A valve spring is responsible for closing the intake and exhaust valves once the camshaft has opened them. Over time valve springs can become brittle and break. As a result,  Allowing the valve to hang open which will allow the compression to leak out.

Dropped Valve:

Valve keepers are two half moon pieces of metal that lock into the valve retainer holding the valve in place. If these pieces become dislodged they can fly out of the retainer. Consequently, allowing the valve to drop into the cylinder contacting the piston.

Broken Valve:

The head of the valve seals against the valve seat. When these valve fail the head can come apart from the stem. The head of the valve will drop into the cylinder. This will allow compression to leak from the cylinder while causing extreme damage to the piston and cylinder head.

Piston Damage Or Hole:

The piston may fail due to excessive heat in the combustion chamber. So, A burned piston will typically have a melted appearance, or a hole burned completely through the top of the piston. Aluminum can only withstand so much heat, and when it gets too hot, it melts. The underlying cause is usually detonation and/or pre-ignition.

Valve Leaking
Valve Leaking

No Engine Compression In All Cylinders

Broken Timing Belt or Chain:

Every car engine needs a timing belt or chain to keep the camshaft in correlation with the crankshaft. When these parts fail the camshaft stops turning which causes the intake and exhaust valve not to open and close. Without the camshaft rotating the engine cannot make compression.

Broken Camshaft:

If a camshaft breaks it will stop the camshaft from turning much like a broken timing belt or chain.

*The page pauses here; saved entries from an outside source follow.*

PR #945, opened 2026-08-24
Filter out KBs from connections + Refactoring KB filter

damsith0:
> Solves the issue https://github.com/wso2/product-integrator/issues/2221

- Added shared logic to identify Marketplace items tagged `"knowledge-base-as-a-service"`.
- Filtered Knowledge Base services from the WSO2 cloud Connections list.
- Updated the Knowledge Base page to use the shared filtering logic.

Low Or Zero Readings In Two Adjacent Cylinders:

Blown Head Gasket
Blown Head Gasket

This usually happens if there is a blown or weak head gasket. Another possibility is a broken camshaft in the area that operates valves for two adjacent cylinders.

Conclusion:

Furthermore, The engine compression could be too high in one or more cylinders. This would be an indication of excessive carbon buildup in the engine.